Starting in the shale patch, producing gas is a bit more complicated than sticking a straw into one of the blobs on EIA’s map. Hydrocarbon presence isn’t uniform across any given play, and once gas/oil are found, the resource might not be as abundant as initially thought; recoveries could be lower than expected and decline curves steeper than anticipated. “…[W]ith all of those things, plays can deteriorate pretty quickly,” Foss said. “…It’s a long progression from idea to reality, from the big resource numbers that people toss around in plays just getting off the ground to numbers that you’re comfortable looking at with your regulators.”

But from a customer point of view, deliverability is all that matters. “What are you going to deliver in volumes on any one day and at what price to the customers that you’re serving? Bottom line, this is what people really care about.”

BEG has been studying U.S. shale plays and earlier this year released its findings on the Barnett Shale (see Shale Daily, March 1). “The major accomplishment so far has been to prove that sweet spot geology is really what’s driving a lot of this stuff…” Foss said. “It is pretty much telling us what we already knew, which is that you really want to be leasing and drilling in the best parts of these basins, and you really don’t want to be in the marginal acreage if you can help it unless you’ve got a really strong commodity price…and really favorable conditions.”

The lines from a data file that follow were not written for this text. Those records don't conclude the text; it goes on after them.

PR #650, opened 2024-06-13
Add complex cast operators for split inputs

tbensonatl:
Add complex cast operators that cast from split real and imaginary operators to cuda::std::complex

### DIFF
--- a/docs_input/api/casting/as_complex_float.rst
+++ b/docs_input/api/casting/as_complex_float.rst
@@ -1,0 +1,24 @@
+.. _as_complex_float_func:
+
+as_complex_float
+=================
+
+Cast an operator to cuda::std::complex<float>
+
+.. doxygenfunction:: matx::as_complex_float(T t)
+.. doxygenfunction:: matx::as_complex_float(T1 t1, T2 t2)
+
+Examples
+~~~~~~~~
+
+.. literalinclude:: ../../../test/00_operators/OperatorTests.cu
+   :language: cpp
+   :start-after: example-begin as_complex_float-test-1
+   :end-before: example-end as_complex_float-test-1
+   :dedent:
+
+.. literalinclude:: ../../../test/00_operators/OperatorTests.cu
+   :language: cpp
+   :start-after: example-begin as_complex_float-test-2
+   :end-before: example-end as_complex_float-test-2
+   :dedent:
--- a/include/matx/operators/cast.h
+++ b/include/matx/operators/cast.h
@@ -126,10 +126,8 @@ namespace matx
 	      __MATX_INLINE__ std::string str() const { return as_type_str<NewType>() + "(" + real_op_.str() + "," + imag_op_.str() + ")"; }
         __MATX_INLINE__ ComplexCastOp(T1 real_op, T2 imag_op) : real_op_(real_op), imag_op_(imag_op) {
           static_assert(detail::get_rank<T1>() == detail::get_rank<T2>(), "rank of real and imaginary operators must match");
-          for (auto i = 0; i < detail::get_rank<T1>(); i++) {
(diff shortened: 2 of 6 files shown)


docs_input/api/casting/as_complex_float.rst
```diff
@@ -0,0 +1,24 @@
+.. _as_complex_float_func:
+
+as_complex_float
+=================
+
+Cast an operator to cuda::std::complex<float>
+
+.. doxygenfunction:: matx::as_complex_float(T t)
```
cliffburdick, line 8: Do we need these for the half types?

include/matx/operators/cast.h
```diff
@@ -108,8 +108,80 @@ namespace matx
...
+        using scalar_type = NewType;
+        static_assert(!is_complex_v<T1> && !is_complex_half_v<T1>, "T1 input operator cannot be complex");
+        static_assert(!is_complex_v<T2> && !is_complex_half_v<T2>, "T2 input operator cannot be complex");
+        static_assert(is_complex_v<NewType> || is_complex_half_v<NewType>, "ComplexCastOp output type should be complex");
+
+	      __MATX_INLINE__ std::string str() const { return as_type_str<NewType>() + "(" + real_op_.str() + "," + imag_op_.str() + ")"; }
+        __MATX_INLINE__ ComplexCastOp(T1 real_op, T2 imag_op) : real_op_(real_op), imag_op_(imag_op) {
+          static_assert(detail::get_rank<T1>() == detail::get_rank<T2>(), "rank of real and imaginary operators must match");
+          for (auto i = 0; i < detail::get_rank<T1>(); i++) {
+            if (real_op_.Size(i) != imag_op_.Size(i)) {
```
cliffburdick, line 130: I think this can be reduced to 
```
op1.Shape() == op2.Shape()
```
but I haven't tried

include/matx/operators/cast.h
```diff
@@ -108,8 +108,80 @@ namespace matx
...
+              MATX_THROW(matxInvalidSize, "ComplexCastOp: sizes of input operators must match in all dimensions");
+            }
+          }
+        };
+
+        template <typename... Is>
+        __MATX_INLINE__ __MATX_DEVICE__ __MATX_HOST__ decltype(auto) operator()(Is... indices) const
```
cliffburdick, line 137: Do we not want `auto` here?

cliffburdick (approved):

docs_input/api/casting/as_complex_float.rst
tbensonatl: Probably, but I'm not sure what the best types would be. matxHalfComplex<matxFp16> and matxHalfComplex<matxBf16>? The cast operator name would need to differentiate between matxFp16 and matxBf16, or pick only one as the return value for as_complex_half.

include/matx/operators/cast.h
tbensonatl: Yes, I believe so. I copy-pasted that from CastOp, so can change both. I'll check what our other `operator()(...) const` return types are as well.

docs_input/api/casting/as_complex_float.rst
cliffburdick: Sure, let's leave it for now and add if someone requests it.

include/matx/operators/cast.h
tbensonatl: I changed this case to auto, but we may want a follow-up PR to revert other operators to auto.

include/matx/operators/cast.h
tbensonatl: Changed to a Shape() comparison and added a test case to verify that the exception is thrown for mismatched sizes.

The message is that the cheap gas that has been around for a while isn’t going to stay forever, she said. After several years of benchmarking producer costs, Foss said BEG has come up with an all-in, full-cost average of $6/Mcf, which includes a 10% return, admittedly lower than many producers would like.

Much of the gas being produced in the Lower 48 today is associated with liquids and supported by the higher prices they still garner, Foss said. Associated gas accounts for somewhere between about 35% and 40% of gas being produced today. If liquids prices fall, then “something needs to happen on the methane side” to keep the gas coming, she said. “We need a $6 gas price target at some point to sustain the interest of the industry in drilling.”

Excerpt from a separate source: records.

PR #659, opened 2024-07-01
Added plan caching for FFTW host plans

aayushg55:


include/matx/core/type_utils.h
```diff
@@ -473,12 +473,27 @@ template <> struct is_fp16_type<matxFp16> : std::true_type {};
...
  */
 template <class T> inline constexpr bool is_fp16_type_v = detail::is_fp16_type<T>::value;
 
+/**
+ * @brief Determine if a type is an FP32 type
+ * 
+ * @tparam T Type to test
+ */
+template<typename T>
+inline constexpr bool is_fp32_type_v = std::is_same_v<typename inner_op_type_t<T>::type, float>;
```
cliffburdick, line 488: you can use `std::is_same_v<float, T>` instead of making a new type trait

include/matx/transforms/fft/fft_fftw.h
```diff
@@ -208,6 +220,280 @@ struct FftFFTWparams_t {
...
+      if (init_fp64_) {
+          fftw_cleanup_threads();
+          fftw_cleanup();
+          init_fp64_ = false;
+      }
+    }
+  }
+
+private:
+  static inline int active_plans_ = 0;
```
cliffburdick, line 302: This won't be thread-safe and will lead to a race condition with multiple threads. You can make it a `cuda::std::atomic<int>` to solve that. Same thing for the other variables.

cliffburdick (changes requested):
just a couple small changes

include/matx/core/type_utils.h
aayushg55: I had added this for checking if the type was a complex float, since the following was used a couple of times in fft_fftw.h: `std::is_same_v<typename inner_op_type_t<typename OutputTensor::scalar_type>::type, float>`

include/matx/transforms/fft/fft_fftw.h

The cost side argues for higher gas prices; so does demand. “Demand buildout is real,” Foss said, citing growth in petrochemical and industrial end-users on the Gulf Coast and expansion of natural gas-fueled power generation, which started at the beginning of the shale boom and continues unabated.

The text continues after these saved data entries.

PR #665, opened 2024-07-12
NVPL BLAS Support

aayushg55:
- Integrated NVPL BLAS for host GEMMs
- Enabled MatMul, Outer, and MatVec operators for host
- Updated MatMul.cu unit tests to test the host executor


CMakeLists.txt
```diff
@@ -172,6 +172,20 @@ set(WARN_FLAGS ${WARN_FLAGS} $<$<COMPILE_LANGUAGE:CXX>:-Werror>)
 set (CUTLASS_INC "")
 target_compile_definitions(matx INTERFACE MATX_ENABLE_CUTLASS=0)
 
+if (MATX_NVTX_FLAGS)
+    add_definitions(-DMATX_NVTX_FLAGS)
+    target_compile_definitions(matx INTERFACE MATX_NVTX_FLAGS)
+endif()
+if (MATX_BUILD_32_BIT)
+    set(INT_TYPE "lp64")
```
cliffburdick, line 180: Should this be called `BLAS_INT_TYPE`?

test/00_transform/MatMul.cu
```diff
@@ -101,136 +105,156 @@ TYPED_TEST(MatMulTestFloatTypes, SmallRect)
...
-  this->pb->NumpyToTensorView(b, "b");
-
-  // example-begin matmul-test-1
-  // Perform the GEMM C = A*B
-  (c = matmul(a, b)).run();
-  // example-end matmul-test-1
-  MATX_TEST_ASSERT_COMPARE(this->pb, c, "c", this->thresh);
-
+  using ExecType = cuda::std::tuple_element_t<1, TypeParam>;
+  if constexpr (!detail::CheckMatMulSupport<ExecType, TestType>()) {
```
cliffburdick, line 109: Is this needed every time if it's done in `SetUp`?

cliffburdick (approved):
Nice job! I think the docs are

test/00_transform/MatMul.cu
aayushg55: Without the check in the test itself, it will fail a static assert in matmul_impl when it tries to compile the test with a half precision datatype.

CMakeLists.txt
aayushg55: Other NVPL libraries like LAPACK also follow this convention of 2 interfaces. ArmPL also uses this convention. Should we use some other name?

cliffburdick: Nope, this is fine.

BEG has tallied up about 28 Tcf of annual U.S. gas consumption by 2020 based on commitments in the industrial and power sectors, Foss said. That’s 2 Tcf above what EIA is forecasting. BEG has been modeling power dispatch for about two years and currently projects 11 Tcf of annual demand from power generators by 2020. “…[T]here doesn’t see to be anything to stop it. We seem to be doing a very good job of putting our coal industry out of business. I suspect we’ll probably regret that at some point down the road.”

Foss acknowledged being more bullish on power demand than many in the power industry who are puzzling over how much organic growth can be achieved with the last recession not such a distant memory. “We think that there’s too much doom and gloom in the power industry,” she said. “It doesn’t take time; it doesn’t take anything really…to reach limits on reserve margins…”

Then there are natural gas exports, the other kind, via pipeline, which are substantial and growing long before the first tanker of domestically sourced LNG has left port. “Currently, the United States makes up about 20% of the total gas supply in Canada,” Foss said. “We also make up about 20% of total gas consumption in Mexico. And both of those things are going to grow. Mexico will easily double. The Canadians really don’t have many good options for trying to move British Columbia gas east over the Rockies; it’s a big problem.”

In the end, there’s plenty of shale gas in the Lower 48; it’s all over the map. What’s not on the map are the supply expectations of domestic consumers and the dollars that producers need to keep drilling and producing.

“It’s all about the economics of being able to sustain drilling and sustain production in these plays and the price signals that producers get,” Foss said. “The demand response has been powerful. It’s real.”